Charlie Haughey was one of the most decisive administrators ever encountered, with a phenomenal work rate. He quit smoking and drinking in the 1970s, and became much more self-disciplined. He was always one for the stylish gesture and went to great pains to obtain an Irish Georgian silver teapot as a gift for Margaret Thatcher – but Sean was shocked to discover it cost more than his own annual salary!  He praised both Anthony Cronin and Martin Mansergh as brilliant speechwriters during the Haughey years.

And yet Sean Aylward concluded that Bertie Ahern may have been “the most significant” Irish prime minister of the 20th Century. He really did build bridges.

Sacred Heart

Terence O’Neill became quite informal about dropping in on Irish government buildings in Dublin and on one occasion, Sean found himself riding up in a slightly juddery lift with Captain O’Neill. The sometime Northern prime minister remarked on the fact that there was an image of the Sacred Heart in the elevator, and asked if this wasn’t rather ‘sectarian’? Sean Aylward replied, amicably, to the effect that the lift itself was so crumbly, it was no harm to have a picture of the Redeemer on the wall.
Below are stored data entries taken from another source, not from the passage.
PR #2332, opened 2023-09-01
New fixity/iterator syntax

### LINKED ISSUE #2329: Fixity yaml not visible enough in the html source using a dark theme
image

### LINKED ISSUE #2330: Syntax change proposal for fixity declarations
Currently fixity declarations use yaml syntax. E.g:
```
syntax fixity additive {arity: binary, assoc: left, above: [comparison, range, cons]};
```
The advantage is that we can use an existing familiar syntax and parser.
The problem is that there is no currently available parser that has location information for the parsed items. This makes it impossible to properly highlight and give go-to information to the parsed identifiers.

We could write a custom yaml parser for the subset that we support in the fixity declarations. But the `yaml` syntax does not really play well with juvix syntax.
1. We use `;` instead of `,` to separate items.
2.  We support `:` as a valid character. So `assoc:` is a valid juvix identifier.

We could implement a custom lexer, but that would make the implementation slightly more involved. Also, having special lexical rules in some specific context could be confusing.

I propose an alternative record-inspired syntax. E.g.
```
syntax fixity rapp := binary {assoc := right; above := [lapp; rapp]; below := [rapp] }
syntax fixity rapp := unary {assoc := postfix; below := [x; y] }
```
In this syntax we have two "constructors": `binary` and `unary`. The fixity properties are given in the same way we create records. Note that for lists we use the builtin list syntax `[a;b;c]`.

janmasrovira:
- Closes #2330
- Closes #2329 

This pr implements the syntax changes described in #2330. It drops support for the old yaml-based syntax.
Some valid examples:
```
syntax iterator for {init := 1; range := 1};

syntax fixity cons := binary {assoc := right};
syntax fixity cmp := binary;
syntax fixity cmp := binary {}; -- debatable whether we want to accept empty {} or not. I think we should
```
# Future work
This pr creates an asymmetry between iterators and operators definitions. Iterators definition do not require a constructor. We could add it to make it homogeneous, but it looks a bit redundant:
```
syntax iterator for := mkIterator {init := 1; range := 1};
```

We could consider merging iterator and fixity declarations with this alternative syntax.
```
syntax XXX for := iterator {init := 1; range := 1};

syntax XXX cons := binary {assoc := right};
```
where `XXX` is a common keyword. Suggestion by @lukaszcz XXX = declare


lukaszcz:
The syntactical asymmetry between `iterator` and `fixity` is justified because `fixity` declares a new idenfitier and assigns fixity to it, while `iterator` declares an already existing identifier to be an iterator.

src/Juvix/Compiler/Concrete/Language.hs
```diff
@@ -287,11 +292,49 @@ deriving stock instance (Ord (SyntaxDef 'Parsed))
 
 deriving stock instance (Ord (SyntaxDef 'Scoped))
 
+data ParsedFixityFields (s :: Stage) = ParsedFixityFields
+  { _fixityFieldsAssoc :: Maybe BinaryAssoc,
+    _fixityFieldsPrecSame :: Maybe (SymbolType s),
+    _fixityFieldsPrecBelow :: Maybe [SymbolType s],
+    _fixityFieldsPrecAbove :: Maybe [SymbolType s],
+    _fixityFieldsBraces :: Irrelevant (KeywordRef, KeywordRef)
+  }
```
jonaprieto, line 301: I'd prefer to include this data in ParsedFixityInfo directly.

src/Juvix/Compiler/Concrete/Language.hs
```diff
@@ -1687,10 +1726,36 @@ makeLenses ''ArgumentBlock
...
+fixityAssoc = to (^? fixityFields . _Just . fixityFieldsAssoc . _Just)
+
+fixityPrecSame :: SimpleGetter (ParsedFixityInfo s) (Maybe (SymbolType s))
+fixityPrecSame = to (^? fixityFields . _Just . fixityFieldsPrecSame . _Just)
+
+fixityPrecAbove :: SimpleGetter (ParsedFixityInfo s) (Maybe [SymbolType s])
+fixityPrecAbove = to (^? fixityFields . _Just . fixityFieldsPrecAbove . _Just)
+
+fixityPrecBelow :: SimpleGetter (ParsedFixityInfo s) (Maybe [SymbolType s])
+fixityPrecBelow = to (^? fixityFields . _Just . fixityFieldsPrecBelow . _Just)
```
jonaprieto, line 1743: They all look pretty similar except for the inner function fixityFields...
Curious if you factorise this somehow.

tests/positive/Termination/Data/Nat.juvix
```diff
@@ -1,7 +1,7 @@
 module Data.Nat;
 
-syntax fixity add {arity: binary, assoc: left};
-syntax fixity mul {arity: binary, assoc: left, above: [add]};
+syntax fixity add := binary {assoc := left};
+syntax fixity mul := binary {assoc := left; above := [add]};
```
jonaprieto, line 4: Not specific to this example, but two concerns here:
Shouldn't the formatter refine the above list? e.g:

```diff
-syntax fixity mul := binary {assoc := left; above := [add;X;add]};
+syntax fixity mul := binary {assoc := left; above := [add;X]};
```

In case there is field duplication entry, e.g.:

```
syntax fixity seq := binary {assoc := left; assoc:=right};
```
 The error should say that explicitly, instead of:

```
X.juvix:6:57:
  |
6 | syntax fixity seq := binary {assoc := left; assoc:=right};
  |                                                         ^
expecting above, below, or same
```

src/Juvix/Compiler/Concrete/Translation/FromSource.hs
```diff
@@ -294,14 +297,21 @@ statement = P.label "<top level statement>" $ do
...
+          <|> StatementInductive
+            <$> inductiveDef Nothing
+          <|> StatementModule
+            <$> moduleDef
+          <|> StatementAxiom
+            <$> axiomDef Nothing
           <|> builtinStatement
-          <|> StatementFunctionDef <$> functionDefinition Nothing
+          <|> StatementFunctionDef
+            <$> functionDefinition Nothing
```
lukaszcz, line 314: Why these newlines here? I'd say they make things less readable.

src/Juvix/Compiler/Concrete/Translation/FromSource.hs
```diff
@@ -604,21 +691,36 @@ recordUpdate = do
...
+      <|> AtomFunArrow
+        <$> kw kwRightArrow
+      <|> AtomHole
+        <$> hole
+      <|> AtomParens
+        <$> parens parseExpressionAtoms
+      <|> AtomBraces
+        <$> withLoc (braces parseExpressionAtoms)
+      <|> AtomRecordUpdate
+        <$> recordUpdate
```
lukaszcz, line 723: As above, why this newline change?

src/Juvix/Compiler/Concrete/Keywords.hs
```diff
@@ -87,15 +98,3 @@ allKeywords =
...
--- purposes
-nonKeywords :: [Keyword]
-nonKeywords =
-  [ kwAs,
-    kwEq,
-    kwFixity,
-    kwOperator,
-    kwAlias,
-    kwIterator
-  ]
```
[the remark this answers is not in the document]
janmasrovira: it was dead code, so I removed it. Should I restore it and delete it in another pr?

src/Juvix/Compiler/Concrete/Keywords.hs
```diff
@@ -37,31 +41,38 @@ import Juvix.Data.Keyword.All
...
 import Juvix.Prelude
 
 allKeywordStrings :: HashSet Text
-allKeywordStrings = keywordsStrings allKeywords
+allKeywordStrings = keywordsStrings reservedKeywords
 
-allKeywords :: [Keyword]
-allKeywords =
+reservedKeywords :: [Keyword]
+reservedKeywords =
```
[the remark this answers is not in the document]
janmasrovira: the new name better reflects the meaning of the definition. All keywords that are exported but not in this list are not reserved

src/Juvix/Compiler/Backend/C/Translation/FromReg.hs
```diff
@@ -73,10 +73,10 @@ fromReg lims tab =
...
         getAssoc :: OperatorArity -> Text
         getAssoc = \case
-          Fixity.Unary _ -> "assoc_none"
-          Fixity.Binary AssocNone -> "assoc_none"
-          Fixity.Binary AssocLeft -> "assoc_left"
-          Fixity.Binary AssocRight -> "assoc_right"
+          Fixity.OpUnary _ -> "assoc_none"
+          Fixity.OpBinary AssocNone -> "assoc_none"
+          Fixity.OpBinary AssocLeft -> "assoc_left"
+          Fixity.OpBinary AssocRight -> "assoc_right"
```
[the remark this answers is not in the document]
janmasrovira: The constructor names were conficting with those of `Arity` (defined in `Juvix.Data.FixityInfo`).

src/Juvix/Compiler/Concrete/Language.hs
```diff
@@ -269,6 +267,13 @@ deriving stock instance (Ord (AliasDef 'Parsed))
 
 deriving stock instance (Ord (AliasDef 'Scoped))
 
+data ParsedIteratorInfo = ParsedIteratorInfo
+  { _piteratorInfoInitNum :: Maybe (WithLoc Int),
+    _piteratorInfoRangeNum :: Maybe (WithLoc Int),
+    _piteratorInfoBraces :: Irrelevant (KeywordRef, KeywordRef)
+  }
```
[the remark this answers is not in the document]
janmasrovira: done

src/Juvix/Compiler/Concrete/Language.hs
janmasrovira: This encoding is better because it reflects in the AST that if we do not skip the fields, we at least have a reference to the brackets.
If we inlined everything in ParsedFixityInfo we would have
```
...
_fixityFieldsPrecAbove :: Maybe [SymbolType s],
_fixityFieldsBraces :: Irrelevant (Maybe (KeywordRef, KeywordRef))
...
```
So the types are not telling that `_fixityFieldsBraces == Nothing` implies `_fixityFieldsPrecAbove == Nothing`.

Also, I'd say that semantically it makes sense to have it separated

src/Juvix/Compiler/Concrete/Language.hs
janmasrovira: done

src/Juvix/Compiler/Concrete/Translation/FromSource.hs
janmasrovira: that was unintentional. If I run the formatter that comes with lsp these lines get introduced. I've reverted it

src/Juvix/Compiler/Concrete/Translation/FromSource.hs
janmasrovira: idem

tests/positive/Termination/Data/Nat.juvix
janmasrovira: The simplest way to parse this is by using [Applciative permutation](https://hackage.haskell.org/package/parser-combinators-1.3.0/docs/Control-Applicative-Permutations.html) + megaparsec. That's what I'm currently doing, so I don't have fine control over error messages. If we really wanted custom errors, we would need to parse this with a more general parser and check for repeated fields. In my opinion, this is not worth the necessary effort and extra code.

jonaprieto (approved):

PR #2337, opened 2023-09-05
Add Internet effect

janmasrovira:
- This pr adds the `Internet` effect. The type of a function can inform whether that function requires internet connection. Moreover, now that we have the `--offline` flag (#2335), this effect will be part of the pipeline so that it can be accessed in any of the steps without having to pass some explicit argument such as `GitProcessMode`.


jonaprieto (approved):
LGTM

This fine civil servant may also have missed his calling as a diplomat!

Complex questions and the search for answers

It’s not surprising that there are ongoing challenges to Justice Yvonne Murphy’s Mother and Baby Home commission. The whole question of who is responsible for the historic treatment of single mothers, and the difficult issue of consent in the matter of adoption, is so complex that the report itself was bound to be only part of the story.

Philomena Lee, (and other applicants), claim that the report did not accurately reflect her evidence to the commission and that it breaches her rights to fair procedure and natural and constitutional justice. These objections should be heard, recorded and considered.

The report itself admitted, in its executive summing-up: “The story of mother and baby homes in Ireland is complex and its nuances cannot easily be captured in a summary.”

People do sometimes want simple answers to complex questions. Social and economic circumstances, family constellation networks, the quite shocking invisibility of many fathers of infants born out of wedlock, the punitive attitude of some clergy, the lack of care by the state, and much else all go into the mixture.

There is also something else. As Queen Elizabeth said, in response to Meghan Markle’s accusations of royal family racism, “recollections may vary”. We all remember things differently from one another, and from the way it was at the time, too. When I examine my old diaries, incidents are recorded that I had quite forgotten, others that I recall utterly differently.

Those involved with the mother and baby homes were psychologically hurt and wounded by their experiences. They should be heard with respect and given all due process of law and human rights. But it’s still complex.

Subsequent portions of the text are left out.